Eloi Ferreira de Araujo, O Globo *
Há 24 anos foi criada a Fundação Cultural Palmares,
instituição vinculada ao Ministério da Cultura. É o primeiro órgão do
Estado brasileiro com a missão de criar políticas de ação afirmativa, voltadas
à população negra, com atribuições da difusão, promoção e proteção da cultura
de matriz africana. Recentemente, temos lido alguns artigos sobre
quilombos. Alguns têm má-fé e outros demonstram desconhecimento
profundo. Nos lembram um samba de Zeca Pagodinho que diz: “Você sabe o
que é caviar? Eu não sei, nunca vi, só ouço falar.” Parafraseando o
grande sambista: “Você sabe o que é um quilombo?
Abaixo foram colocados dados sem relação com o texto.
PR #156, opened 2022-10-05
Unify coordinates conversion

hongyuchen1030:
Unifying the coordination fuctions:

Get rid of the `_spherical_to_cartesian_unit_`
And use `_convert_node_xyz_to_lonlat_rad` and `_convert_node_lonlat_rad_to_xyz` all the time


uxarray/helpers.py
```diff
@@ -100,33 +100,6 @@ def parse_grid_type(filepath, **kw):
     return mesh_filetype
 
 
-@njit
-def _spherical_to_cartesian_unit_(node, r=6371):
-    """Converts spherical (lat/lon) coordinates to cartesian (x,y,z).
-
-    Final output is cartesian coordinates on a sphere of unit radius
```
rljacob, line 107: Are these cartesian coordinates on a cube that the sphere is enclosed in?

rajeeja: we removed the above, these are not on a cube; our intent is just to convert from degree or radians to cartesian for area calculation.

rajeeja (approved):

PR #160, opened 2022-10-18
Fesom Support

pgierz:
Dear Colleagues,

thanks for developing an xarray extension with ugrid support! We would be interested in contributing :-)

At AWI we are developing and using a finite volume ocean model which runs on an unstructured grid, [FESOM](https://github.com/FESOM). We would be happy if our data could also be included for brainstorming and further developing uxarray. I've included a very small set of test data, as well as fixing one mistake in the `compute_face_areas` function. We would be happy to contribute more (either test data or even manpower) since we currently rely mostly on an internally developed toolbox, and if we can instead contribute to the community I would be very happy!

All the best,
Paul

Info also for @koldunovn


rajeeja:
Hi Paul, @pgierz 

Thanks for this. We are in the middle of a code reorganization and will review this soon. [ fix ](https://github.com/UXARRAY/uxarray/pull/160/commits/232cd4e569ffdf1d989c3a9b986cd2fcba8b442c#diff-93f6ca66ccba77109d776037f2925e663079c29d5c68233ec90ab1b58258cec0R303) is a good one.

philipc2:
Hi Paul,

Adding to what @rajeeja said, the fix in `compute_face_areas` highlighted an inconsistency in our data access attributes. The current functionality only handles UGRID variables (Mesh2_node_x, Mesh2_face_nodes, etc) and doesn't support UGRID dimensions (nMesh2_node, nMesh2_face, etc). I'll look into `__init_grid_var_attrs__` and add support for dimensions. 

Great work and we're looking forward to hearing more from you all!

erogluorhan:
Hi @pgierz, it's great to see such a contribution! This is very helpful for pushing UXarray further! Please keep contributing to it and discussing your use-cases, etc!

uxarray/grid.py
```diff
@@ -308,7 +308,8 @@ def compute_face_areas(self, quadrature_rule="triangular", order=4):
             dim = self.Mesh2.attrs['topology_dimension']
 
             # initialize z
-            z = np.zeros((self.ds.nMesh2_node.size))
+            da_nMesh2_node = getattr(self.ds, self.ds_var_names['nMesh2_node'])
+            z = np.zeros((da_nMesh2_node.size))
```
erogluorhan, line 312: You can use the following code instead of these two lines, using the new functionality @philipc2 implemented in PR #161:

`z = np.zeros((self.nMesh2_node)) `

test/test_face_areas.py
```diff
@@ -0,0 +1,24 @@
...
+import xarray as xr
+
+from unittest import TestCase
+from pathlib import Path
+
+import uxarray as ux
+
+current_path = Path(os.path.dirname(os.path.realpath(__file__)))
+
+class TestFaceAreas(TestCase):
```
erogluorhan, line 12: We write one test module (with possible several test classes with multiple test cases in each) per one code module (I just noticed though we oversaw this with `test_integrate.py` as well; we can fix that, too). 

So, could you please remove this test module, instead put this `TestFaceAreas ` class into the `test_grid.py` module?

uxarray/grid.py
erogluorhan, line 312: Could you please use the following code instead of these two lines, using the new functionality @philipc2 just implemented in PR #161 for this PR:

`z = np.zeros((self.nMesh2_node.size)) `

erogluorhan (changes requested):
Thanks very much for this PR! Could you please address the inline comments and just a few requests as follows:

- pre-commit tests for code quality currently fails. Please look at the [UXarray Contributor's Guide](https://uxarray.readthedocs.io/en/latest/contributing.html), and then it should be an easy fix.
- Please document the Fesom test files under `/test/meshfiles/README.md`

test/test_face_areas.py
pgierz: OK! I can do that for `test_integrate` as well in this PR. I guess it is the entire `class TestIntegrate` that needs to go in the other file?

uxarray/grid.py
pgierz: OK, done.

test/test_face_areas.py
pgierz: Ah, that's already done, I forgot to remerge main.

pgierz:
Hi @erogluorhan, I think everything should be good now.

pgierz:
Hi @erogluorhan, all done 😄. All tests also locally pass on my system, so if you are happy this could go in.

test/test_face_areas.py
erogluorhan: That's correct; the entire class!

ci/environment.yml
```diff
@@ -13,3 +13,6 @@ dependencies:
   - pytest-cov
   - scipy
   - xarray
+  # Tools run by pre-commit so they can be in the same conda environment
```
erogluorhan, line 16: Conda environment is supposed to represent the minimum required dependencies for development purposes. These tools are configured and run by pre-commit through the [.pre-commit-config.yaml](https://github.com/UXARRAY/uxarray/blob/main/.pre-commit-config.yaml) file and do not need to be in the conda environment.

erogluorhan (commented):
This is great overall and almost there to be merged. Please address just one inline comment

erogluorhan (approved):

PR #162, opened 2022-10-20
Load grids with xarray and then create uxarray grid object

rajeeja:
#151 and Discussion: https://github.com/UXARRAY/uxarray/discussions/154


uxarray/grid.py
```diff
@@ -304,7 +304,7 @@ def compute_face_areas(self, quadrature_rule="triangular", order=4):
             if not "degree" in self.Mesh2_node_x.units:
                 coords_type = "cartesian"
 
-            face_nodes = self.Mesh2_face_nodes.data
+            face_nodes = self.Mesh2_face_nodes.data.astype(np.int64)
```
philipc2, line 307: Explicitly setting face nodes as integers is great, however there are some small inconsistencies throughout the code (some sections call for `np.int64` which others only `int`)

Eu não sei, nunca vi, só
ouço falar.” São comunidades habitadas por descendentes de escravos, que
possuem trajetória histórica própria, dotados de relações territoriais
específicas, e, principalmente, são relacionados à resistência à
escravidão. Merece destaque a epopeia do dos Palmares, em Alagoas, que
resistiu por mais de cem anos aos ataques dos escravocratas. Lá viviam em
comunhão ex-escravos, indígenas e não negros perseguidos pela Colônia.
Contudo, em 20 de novembro de 1695, Zumbi dos Palmares, seu último líder, foi
morto, e o quilombo,
destruído.
A certificação de uma comunidade de remanescentes
dos quilombos tem como base legal o Artigo 68 do Ato das Disposições
Constitucionais Transitórias e os artigos 215 e 216 da Constituição Federal, a
Convenção 169 da Organização Internacional do Trabalho e os Decretos 4.887/2003
e 6.040/2007. O processo de certificação tem início com a comunidade, que encaminha
à Fundação Cultural Palmares toda a documentação sobre o quilombo.
Declaração de autodefinição de que são quilombolas, base territorial, dados da
sua origem, número de famílias, jornais, certidões, enfim, toda prova hábil a
instruir o procedimento administrativo. A área certificada é submetida a
um rigoroso laudo antropológico, que dá origem ao Relatório Técnico de
Identificação e Delimitação (RTID). Quando a área é titulada passa a ser
propriedade coletiva, inalienável, impenhorável e imprescritível.
Os quilombolas não são envolvidos com grilagem,
esbulho, desmatamento, fraudes em cartórios ou venda ilegal de
propriedades. Sua ligação cultural com os antepassados faz com que a
terra onde vivem seja sagrada, não para especulação. São 1.715 quilombos
certificados em todo o país. Destes, apenas 120 tiveram títulos emitidos
pelo Incra, regularizando 987.936ha, em benefício de 11.918 famílias
quilombolas. Área equivalente a menos de um por cento das áreas dos três
dos maiores latifundiários do país.
O direito às terras dos quilombolas foi resguardado
na Lei 12.288, de 2010, o Estatuto da Igualdade Racial, assegurando-lhes
possibilidades de acesso aos bens econômicos e culturais. É preciso
superar em definitivo os preconceitos que aparecem travestidos de inúmeras
roupagens e impedem um Brasil mais igual. É chegada à hora da redução das
desigualdades e da construção de uma sociedade justa e solidária. A
igualdade de oportunidades entre negros e não negros haverá de ser o princípio
norteador para o desenvolvimento da nação.